| Exercise prompt |
Whatever appears in the records should be given again exactly, down to the last mark.

Top of Information

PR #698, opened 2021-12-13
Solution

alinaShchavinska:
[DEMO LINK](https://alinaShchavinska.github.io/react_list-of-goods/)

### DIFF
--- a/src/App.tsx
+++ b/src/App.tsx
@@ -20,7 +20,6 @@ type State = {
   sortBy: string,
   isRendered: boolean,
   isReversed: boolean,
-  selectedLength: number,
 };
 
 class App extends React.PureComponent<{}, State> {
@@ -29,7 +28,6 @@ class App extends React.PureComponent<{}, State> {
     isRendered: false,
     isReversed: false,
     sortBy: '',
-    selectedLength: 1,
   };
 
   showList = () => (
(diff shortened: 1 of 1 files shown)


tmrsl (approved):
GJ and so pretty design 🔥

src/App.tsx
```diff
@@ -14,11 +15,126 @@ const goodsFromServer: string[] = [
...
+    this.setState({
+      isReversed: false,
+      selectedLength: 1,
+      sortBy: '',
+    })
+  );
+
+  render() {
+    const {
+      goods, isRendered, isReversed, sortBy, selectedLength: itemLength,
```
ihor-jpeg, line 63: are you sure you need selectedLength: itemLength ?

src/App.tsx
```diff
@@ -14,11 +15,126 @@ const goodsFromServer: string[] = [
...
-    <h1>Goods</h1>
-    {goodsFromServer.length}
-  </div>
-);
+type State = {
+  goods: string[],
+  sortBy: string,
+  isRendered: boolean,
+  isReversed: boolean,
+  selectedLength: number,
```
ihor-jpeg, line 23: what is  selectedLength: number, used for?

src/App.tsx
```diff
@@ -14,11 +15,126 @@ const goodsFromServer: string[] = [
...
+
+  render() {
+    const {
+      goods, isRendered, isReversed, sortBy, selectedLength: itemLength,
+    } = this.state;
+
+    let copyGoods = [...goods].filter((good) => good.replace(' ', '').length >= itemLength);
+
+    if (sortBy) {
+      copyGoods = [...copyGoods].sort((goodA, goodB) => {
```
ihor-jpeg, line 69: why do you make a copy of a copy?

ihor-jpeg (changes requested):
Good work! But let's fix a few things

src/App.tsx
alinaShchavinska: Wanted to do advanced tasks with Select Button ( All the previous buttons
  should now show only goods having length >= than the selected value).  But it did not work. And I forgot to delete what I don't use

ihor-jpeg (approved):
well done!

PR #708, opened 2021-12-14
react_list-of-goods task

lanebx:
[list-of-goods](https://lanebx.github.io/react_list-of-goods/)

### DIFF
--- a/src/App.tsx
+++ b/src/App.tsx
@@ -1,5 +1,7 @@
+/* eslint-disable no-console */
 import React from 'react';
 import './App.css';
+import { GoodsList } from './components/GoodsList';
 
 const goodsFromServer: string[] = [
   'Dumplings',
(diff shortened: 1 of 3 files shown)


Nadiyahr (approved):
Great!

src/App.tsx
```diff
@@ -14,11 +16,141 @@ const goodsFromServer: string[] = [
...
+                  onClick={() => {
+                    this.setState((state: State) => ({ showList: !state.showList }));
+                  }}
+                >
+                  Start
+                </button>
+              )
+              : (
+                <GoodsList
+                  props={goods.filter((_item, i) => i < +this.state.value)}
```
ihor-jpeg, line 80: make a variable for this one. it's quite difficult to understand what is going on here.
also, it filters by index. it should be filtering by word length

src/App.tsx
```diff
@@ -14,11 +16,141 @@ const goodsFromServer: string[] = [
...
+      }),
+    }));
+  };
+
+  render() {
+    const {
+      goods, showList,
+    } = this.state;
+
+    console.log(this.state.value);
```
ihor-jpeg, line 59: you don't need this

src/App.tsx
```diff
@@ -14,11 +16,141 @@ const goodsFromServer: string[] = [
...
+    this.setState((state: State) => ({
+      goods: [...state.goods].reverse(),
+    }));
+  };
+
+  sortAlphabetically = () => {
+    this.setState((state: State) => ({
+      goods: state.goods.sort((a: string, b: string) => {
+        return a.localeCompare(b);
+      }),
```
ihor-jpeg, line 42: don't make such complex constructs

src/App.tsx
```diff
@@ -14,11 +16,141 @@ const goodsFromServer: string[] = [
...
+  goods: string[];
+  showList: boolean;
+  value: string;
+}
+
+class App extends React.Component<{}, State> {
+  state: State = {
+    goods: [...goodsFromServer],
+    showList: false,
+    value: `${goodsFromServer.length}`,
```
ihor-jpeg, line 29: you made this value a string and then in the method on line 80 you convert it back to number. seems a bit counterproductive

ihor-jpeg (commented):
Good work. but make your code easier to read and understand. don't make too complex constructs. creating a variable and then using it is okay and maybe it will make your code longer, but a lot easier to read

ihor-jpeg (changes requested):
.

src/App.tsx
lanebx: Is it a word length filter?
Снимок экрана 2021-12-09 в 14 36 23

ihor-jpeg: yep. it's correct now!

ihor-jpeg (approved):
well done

Bottom of Information

| Your response |
PR #698, opened 2021-12-13
Solution

alinaShchavinska:
[DEMO LINK](https://alinaShchavinska.github.io/react_list-of-goods/)

### DIFF
--- a/src/App.tsx
+++ b/src/App.tsx
@@ -20,7 +20,6 @@ type State = {
   sortBy: string,
   isRendered: boolean,
   isReversed: boolean,
-  selectedLength: number,
 };
 
 class App extends React.PureComponent<{}, State> {
@@ -29,7 +28,6 @@ class App extends React.PureComponent<{}, State> {
     isRendered: false,
     isReversed: false,
     sortBy: '',
-    selectedLength: 1,
   };
 
   showList = () => (
(diff shortened: 1 of 1 files shown)


tmrsl (approved):
GJ and so pretty design 🔥

src/App.tsx
```diff
@@ -14,11 +15,126 @@ const goodsFromServer: string[] = [
...
+    this.setState({
+      isReversed: false,
+      selectedLength: 1,
+      sortBy: '',
+    })
+  );
+
+  render() {
+    const {
+      goods, isRendered, isReversed, sortBy, selectedLength: itemLength,
```
ihor-jpeg, line 63: are you sure you need selectedLength: itemLength ?

src/App.tsx
```diff
@@ -14,11 +15,126 @@ const goodsFromServer: string[] = [
...
-    <h1>Goods</h1>
-    {goodsFromServer.length}
-  </div>
-);
+type State = {
+  goods: string[],
+  sortBy: string,
+  isRendered: boolean,
+  isReversed: boolean,
+  selectedLength: number,
```
ihor-jpeg, line 23: what is  selectedLength: number, used for?

src/App.tsx
```diff
@@ -14,11 +15,126 @@ const goodsFromServer: string[] = [
...
+
+  render() {
+    const {
+      goods, isRendered, isReversed, sortBy, selectedLength: itemLength,
+    } = this.state;
+
+    let copyGoods = [...goods].filter((good) => good.replace(' ', '').length >= itemLength);
+
+    if (sortBy) {
+      copyGoods = [...copyGoods].sort((goodA, goodB) => {
```
ihor-jpeg, line 69: why do you make a copy of a copy?

ihor-jpeg (changes requested):
Good work! But let's fix a few things

src/App.tsx
alinaShchavinska: Wanted to do advanced tasks with Select Button ( All the previous buttons
  should now show only goods having length >= than the selected value).  But it did not work. And I forgot to delete what I don't use

ihor-jpeg (approved):
well done!

PR #708, opened 2021-12-14
react_list-of-goods task

lanebx:
[list-of-goods](https://lanebx.github.io/react_list-of-goods/)

### DIFF
--- a/src/App.tsx
+++ b/src/App.tsx
@@ -1,5 +1,7 @@
+/* eslint-disable no-console */
 import React from 'react';
 import './App.css';
+import { GoodsList } from './components/GoodsList';
 
 const goodsFromServer: string[] = [
   'Dumplings',
(diff shortened: 1 of 3 files shown)


Nadiyahr (approved):
Great!

src/App.tsx
```diff
@@ -14,11 +16,141 @@ const goodsFromServer: string[] = [
...
+                  onClick={() => {
+                    this.setState((state: State) => ({ showList: !state.showList }));
+                  }}
+                >
+                  Start
+                </button>
+              )
+              : (
+                <GoodsList
+                  props={goods.filter((_item, i) => i < +this.state.value)}
```
ihor-jpeg, line 80: make a variable for this one. it's quite difficult to understand what is going on here.
also, it filters by index. it should be filtering by word length

src/App.tsx
```diff
@@ -14,11 +16,141 @@ const goodsFromServer: string[] = [
...
+      }),
+    }));
+  };
+
+  render() {
+    const {
+      goods, showList,
+    } = this.state;
+
+    console.log(this.state.value);
```
ihor-jpeg, line 59: you don't need this

src/App.tsx
```diff
@@ -14,11 +16,141 @@ const goodsFromServer: string[] = [
...
+    this.setState((state: State) => ({
+      goods: [...state.goods].reverse(),
+    }));
+  };
+
+  sortAlphabetically = () => {
+    this.setState((state: State) => ({
+      goods: state.goods.sort((a: string, b: string) => {
+        return a.localeCompare(b);
+      }),
```
ihor-jpeg, line 42: don't make such complex constructs

src/App.tsx
```diff
@@ -14,11 +16,141 @@ const goodsFromServer: string[] = [
...
+  goods: string[];
+  showList: boolean;
+  value: string;
+}
+
+class App extends React.Component<{}, State> {
+  state: State = {
+    goods: [...goodsFromServer],
+    showList: false,
+    value: `${goodsFromServer.length}`,
```
ihor-jpeg, line 29: you made this value a string and then in the method on line 80 you convert it back to number. seems a bit counterproductive

ihor-jpeg (commented):
Good work. but make your code easier to read and understand. don't make too complex constructs. creating a variable and then using it is okay and maybe it will make your code longer, but a lot easier to read

ihor-jpeg (changes requested):
.

src/App.tsx
lanebx: Is it a word length filter?
Снимок экрана 2021-12-09 в 14 36 23

ihor-jpeg: yep. it's correct now!

ihor-jpeg (approved):
well done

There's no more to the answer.